The key point here is how to select P such that we can always discard a fraction of S, no matter whether we are pruning S1 or S2. The answer is P should be the median of list S. Again, finding median is the special case of this problem where K=n/2.
But median can be calculated by some other way more efficiently using the following algorithm:
- Divide the list into n/5 sublists each containing at most 5 elements.
- Now we can sort each sublist and find their median in constant time.

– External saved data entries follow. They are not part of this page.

PR #527, opened 2024-10-21
Disable dependency verification during each task when resolving as part of SBOM generation.

kennethshackleton:
Gradle's dependency verification can have already happened elsewhere by the time these tasks run and its not really the responsibility of the report tasks to take on any of this work.

The `disableDependencyVerification` method was added in Gradle 6.2:
https://docs.gradle.org/current/kotlin-dsl/gradle/org.gradle.api.artifacts/-resolution-strategy/disable-dependency-verification.html

xref https://docs.gradle.org/current/userguide/dependency_verification.html


skhokhlov:
Disabling verification of dependencies means that the results SBOM is vulnerable for supply chain attack, because dependency metadata can be modified. So considering potential risks we should have clear benefits of disabling verification.

PR #544, opened 2024-12-02
fix: avoid using deprecated tools section

jeremylong:
Instead of using the tools section deprecated in 1.5:

```json
"metadata" : {
    "timestamp" : "2024-12-02T22:12:31Z",
    "tools" : [
      {
        "vendor" : "CycloneDX",
        "name" : "cyclonedx-gradle-plugin",
        "version" : "1.10.0"
      }
    ],
```

If using schema 1.5+ the non-deprecated version of tools is used:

- Again find the median of all medians recursively until size becomes at most 5. The obtained median will be a perfect pivot to be used in the Quick Selection Algorithm.[Note that Insertion sort will be a better choice for sorting the smaller sublists of size 5.]
Why only 5?
Splitting the list into a size of 5 assumes a worst-case split of 70-30. At least half of the medians are greater than the median of medians, so half of the n/5 blocks have at least 3 elements which give 3n/10 split that implies the other partition is 7n/10 in the worst case i.e. T(n) = T(n/5) + T(7n/10) + O(n). Since (n/5 + 7n/10) < 1, so T(n) = O(n) in worst case. Let P be the median of medians which can be represented as-
|1''1''1''1''1| 1 1 1 1 |2 2 2 2 2| 2 2 2 2 |3__3__3__3_|P|'3''3''3''3| 4 4 4 4 |4 4 4 4 4| 5 5 5 5 |5__5__5__5__5|
As shown here, at least one-fourth of the elements in S are less than or equal to P and at least one-fourth of elements of S is greater than or equal to P. Thus, if we choose P in this way, we can always prune away at least one-fourth of elements during each iteration. Hence, splitting S into sublists of size 5 will be an efficient way to find the median of medians. Now we can state the algorithm as-
Prune-and-Search Algorithm to find Kth smallest element
Input: A set S of n elements and K.
Output: The Kth smallest element in S.
Step-1: If |S| <= 5, apply any Brute Force method.
Step-2: Divide S into n/5 sublists each containing at most 5 elements.
Step-3: Sort each sublists(Insertion sort will be better one to apply).
Step-4: Recursively find P as median of medians of each sublists.
Step-5: Partition S into S1 and S2 such that S1 contains all elements less than or equal to P and S2 contains all elements greater than P.
Step-6: Now there can be three cases as
a) if |S1| == K, then S1[k] will be the Kth smallest element.
b) if |S1| > K, then Kth element must be present in S1. So discard the second part s2 and recurse on s1 with same algorithm.
c) Otherwise Kth element must be in S2. So discard S1 and recurse on S2 for (K-|S1|)th element in S2.
For detailed code and implementation, visit K’th Smallest/Largest Element in Unsorted Array | Set 3 (Worst-Case Linear Time)
Complexity Analysis: Since each sub-list contains 5 elements so sorting them will take a constant amount of time. Thus, steps 2, 3, and 5 can be done in O(n) time, and step 4 needs T(n/5) time as we are using the same algorithm recursively to find the median of n/5 medians. Since we are pruning at least n/4 elements in each iteration, so 3n/4 elements are remaining after each iteration in the worst case. Hence, T(n) = T(3n/4) + T(n/5) + O(n).
Let T(n) = a0 + a1*n + a2*(n^2) + …. where a1 != 0.
T(3n/4) = a0 + (3/4)a1*n + (9/16)a2*(n^2) + ….
T(n/5) = a0 + (1/5)a1*n + (1/25)a2*(n^2) + ….
T((3n/4) + (n/5)) = T(19n/20) = a0 + (19/20)a1*n + (361/400)a2*(n^2) + ….
Thus, T(3n/4) + T(n/5) <= a0 + T(19n/20).
T(n) = T(3n/4) + T(n/5) + O(n)
<= T(19n/20) + cn.
Applying the initially obtained formula for general case to this inequality,
we will get T(n) = O(n).
Thus, we have a worst-case linear time algorithm for solving the selection problem based on the Prune-and-Search technique. Similarly, we can apply these types of strategies to solve Linear Programming with two variables and the Smallest Enclosing Circle Problems.